Output nothing but the lines from the line with "### LINKED ISSUE" through the end of the listing below, both ends included.

Given information:
* * * *

PR #4990, opened 2025-03-18
handle range value types [ENG-5143]

### LINKED ISSUE #4989: `rx.foreach` over range gives Var with incorrect type
**Describe the bug**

* * * *

Task answer:
### LINKED ISSUE #4989: `rx.foreach` over range gives Var with incorrect type
**Describe the bug**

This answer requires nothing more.